======== SUPPLIED DATA ========
Issue #2580, opened 2019-12-12
Add partial methods prior to serialization and deserialization to allow ignoring of required fields


michsco:
**CONTEXT**
We generate clients that get used against multiple instances of our swagger services (e.g. pre-prod and production). The client is generated against the pre-production environment, which means there may be new values in the responses that will fail to deserialize. To address this, we want to change the `JsonSerializerSettings` to ignore required fields during deserialization.

**ISSUE**
There are existing partial methods:
* `PrepareRequest(HttpClient, HttpRequestMessage, StringBuilder)`: Runs *after* deserialization of the request body (if any) before the URL is built.
* `PrepareRequest(HttpClient, HttpRequestMessage, string)`: Runs *after* deserialization of the request body (if any) and the final URL is built.
* `ProcessResponse(HttpClient, HttpResponseMessage)`: Runs *after* the response is received, but *before* deserialization of the response body.

If we implement the `ProcessResponse` method, we can alter the `JsonSerializerSettings` for the deserialization of the response, but there isn't a second place where we can *undo* the `JsonSerializerSettings` (we still want to enforce required fields when serializing the request).

**REQUEST**
Can we add two additional partial methods?

* `void BeforeRequestSerialization<T>(T body, JsonSerializerSettings settings)`: Runs immediately prior to calling `JsonConvert.SerializeObject(...)`.
* `void BeforeResponseDeserialization<T>(string json, JsonSerializerSettings settings)`: Runs immediately prior to calling `JsonConvert.DeserializeObject<...>(....)`.

RicoSuter:
Have you tried ExposeJsonSerializerSettings?

https://github.com/RicoSuter/NSwag/blob/master/src/NSwag.CodeGeneration.CSharp/CSharpClientGeneratorSettings.cs#L100

michsco:
I am trying to come up with a solution that doesn’t require changes to the callers for each operation.

With that in mind, it’s not possible to have two different serialization settings for the request and response, even if the serialization settings are exposed. I thought about changing the serialization settings after the response comes back (eg ProcessResponse), but a second operation call wouldn’t be able to change them back (ie require the fields) before the request is serialized.

Michael
Sent from Outlook<https://aka.ms/qtex0l> on iOS

________________________________

michsco:
@RicoSuter -- if I were to create a PR with a new partial method to solve this, I assume you would accept it?

RicoSuter:
[...]

PR #2607, opened 2020-01-07
Add partial methods to allow changes prior to deserialization

michsco:
**BUG FIX:** #2580

1. Add a new partial method, `BeforeRequestSerialization<T>`, which can change either the `JsonSerializerSettings` or the content itself *prior* to any serialization occurring.
2. Add a new partial method, `BeforeResponseDeserialization<T>`, which can change either the `JsonSerializerSettings` or the serialized JSON *prior* to any deserialization occurring.

The big benefit of these methods is the ability to have different rules or contract resolution between the request and response (e.g. able to ignore missing required properties on responses, but not requests).

### DIFF
--- a/src/NSwag.CodeGeneration.CSharp/CSharpClientGeneratorSettings.cs
+++ b/src/NSwag.CodeGeneration.CSharp/CSharpClientGeneratorSettings.cs
@@ -26,7 +26,7 @@ namespace NSwag.CodeGeneration.CSharp
             ParameterDateTimeFormat = "s";
             ParameterDateFormat = "yyyy-MM-dd";
             GenerateUpdateJsonSerializerSettingsMethod = true;
-            GeneratePreSerializationMethods = false;
+            UseRequestAndResponseSerializationSettings = false;
             QueryNullValue = "";
             GenerateBaseUrlProperty = true;
             ExposeJsonSerializerSettings = false;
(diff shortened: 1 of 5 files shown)


michsco:
Given that partial methods are compiled away if not implemented, there didn't seem to be a reason to make these settings driven unless it might create a conflict with something in the `Client.Class.Body.liquid` template.

I had to make a change to the project in order to properly trigger the partial method.

michsco:
In retrospect, after considering potential breaks that can be added by `Client.Class.Body.liquid`, I decided to add settings for the new partial methods.

I'll update the [CSharpClientGeneratorSettings](https://github.com/RicoSuter/NSwag/wiki/CSharpClientGeneratorSettings) and [NSwag Configuration Document](https://github.com/RicoSuter/NSwag/wiki/NSwag-Configuration-Document) wiki pages once this PR is merged.

RicoSuter:
> If we implement the ProcessResponse method, we can alter the JsonSerializerSettings for the deserialization of the response, but there isn't a second place where we can undo the JsonSerializerSettings (we still want to enforce required fields when serializing the request).

The problem with that is that it makes the client instance thread unsafe. We should only change the serializer settings in the ctor. Another solution to your problem would be to have two serializer settings: one for serialization and one for deserialization, each individually configurable.

michsco:
Fair feedback. I updated the PR to create two different Serialization Settings for request and response. This ignores the partial methods and also solves the underlying issue.

RicoSuter:
Thanks for the PR. But I have to say that I try to avoid such features which are specific to a particular scenario - they make the templates more and more complex and can also be implemented by just replacing templates locally for this specific project. Keep in mind that each new feature we add has to be maintained forever and this is probably done by me and not the original creator :-)

michsco:
I totally get that, which is why I did multiple rounds (on the different PRs and issues) to create a generic solution. This specific solution actually seems quite common as services and clients roll out separately, which is why I am a little surprised it hasn't been an issue in the past. Regardless, I appreciate all the help.

How long before this shows up in the NuGet packages?

RicoSuter:
> How long before this shows up in the NuGet packages?

In the next minutes:
https://github.com/RicoSuter/NSwag/pull/2620

RicoSuter:
> This specific solution actually seems quite common as services and clients roll out separately, which is why I am a little surprised it hasn't been an issue in the past. Regardless, I appreciate all the help.

Yep, it's ok to have this flexibility..

Issue #1398, opened 2018-06-19
Epic: Multiple file output for code generators


RSuter:

vgb1993:
Hy Rico, what's the status of this epic? 

In my company we are generating an Angular client from our Core API definition. Because all the services are generated inside the same file we can not code-split each service in a separate bundle. This is very inconvenient as you can imagine. 

We would like to have each service in it's own file and all the type definitions in a single file so there are no type duplicates.

I'm not familiar with the Liquid template notation, but I've read in [this issue](https://github.com/RicoSuter/NSwag/issues/239) that you could write to multiple files. Do you think this could be achived this way?

Thanks for your time

ttma1046:
@vgb1993 
My approach is 
1. put the auto-generated giant service and just itself in one single NgModule. (e.g. api-autogenerated-module).
2. ask different service/facade in different ngModules uses/DI that gaint service in api-autogenerated-module.

Jehoel:
I might also suggest running a `sed` (or T4 script if you're on Windows and have `msbuild` available) that takes the monolithic output and splits it up into multiple output files. This can be done with a simple regex.

vgb1993:
> I might also suggest running a `sed` (or T4 script if you're on Windows and have `msbuild` available) that takes the monolithic output and splits it up into multiple output files. This can be done with a simple regex.

Hey thanks for the reply. I already read about this option somewhere in this repo, but I was a bit skeptical. Do you have any examples? Also I have a question:

- What happens if an interface shared by two Services in different files? Will the interfaces be declared all in one file or duplicated in multiple files.

- In case all the interfaces where in the same file (wich would make sense to me) how would you generate the imports to the interfaces the Service uses?

vgb1993:
@ttma1046 

I don't like the idea of writing the Service twice (autogenerated / facade) only to allow code-splitt, this is why we use the generator. 

Also are you sure this allows code splitting? I beliebe if the services are in the same .ts file they always get bundled together.

Cheers

RicoSuter:
Internally the feature is almost complete. It's just not exposed via CLI, here you can see that internally we already have multiple "files" (artifacts) which are then merged and written to a single file in the CLI

https://github.com/RicoSuter/NSwag/blob/master/src/NSwag.CodeGeneration/ClientGeneratorBase.cs#L89

vgb1993:
Hy @RicoSuter,

[...]

PR #2614, opened 2020-01-09
[Ts] Add possibility to generate separate contracts & implementation 

trejjam:
Hi, I did solve part of the #1398.

You can use it from `nswag.json` file like:
```json5
{
  "codeGenerators": {
    "openApiToTypeScriptClient": {
      "output": null, // works in the same manner as before (internally mapped to the 'outputs' field)
      "outputs": {
        "Contracts": "./restApi.contract.ts",
        "Implementation": "./restApi.implementation.ts"
      }
    }
  }
}
```

### DIFF
--- a/src/NSwag.Commands/Commands/CodeGeneration/OpenApiToTypeScriptClientCommand.cs
+++ b/src/NSwag.Commands/Commands/CodeGeneration/OpenApiToTypeScriptClientCommand.cs
@@ -11,7 +11,10 @@ using System.Threading.Tasks;
 using NConsole;
 using NJsonSchema.CodeGeneration.TypeScript;
 using NJsonSchema.Infrastructure;
+using NSwag.CodeGeneration;
 using NSwag.CodeGeneration.TypeScript;
+using System.Collections.Generic;
+using System.IO;
 
 #pragma warning disable 1591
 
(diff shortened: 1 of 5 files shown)


trejjam:
In case you like it, I can extend it for the c# client generator (it uses separate fields.

trejjam:
I found an issue from the land of javascript. I do not know how easily import all types from another module. Probably it is possible to fix that in the generator (search for contracts in an imported namespace)?

RicoSuter:
This feature must be based completely on the CodeArtifact feature, see `GenerateTypes()` here:

https://apiverse.io/organizations/nuget-org/nuget-feeds/public/packages/NJsonSchema.CodeGeneration/versions/latest?type=NJsonSchema.CodeGeneration.GeneratorBase&namespace=NJsonSchema.CodeGeneration&assembly=netstandard-2.0

currently these types are just concatenated based on the type (contract / implementation) but with multiple file output we would generate one file per CodeArtifact with the correct imports from  BaseTypeName: 

https://apiverse.io/organizations/nuget-org/nuget-feeds/public/packages/NJsonSchema.CodeGeneration/versions/latest?type=NJsonSchema.CodeGeneration.CodeArtifact&namespace=NJsonSchema.CodeGeneration&assembly=netstandard-2.0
========
In the entries above, identify every line with the string "occurring".

1. Add a new partial method, `BeforeRequestSerialization<T>`, which can change either the `JsonSerializerSettings` or the content itself *prior* to any serialization occurring.
2. Add a new partial method, `BeforeResponseDeserialization<T>`, which can change either the `JsonSerializerSettings` or the serialized JSON *prior* to any deserialization occurring.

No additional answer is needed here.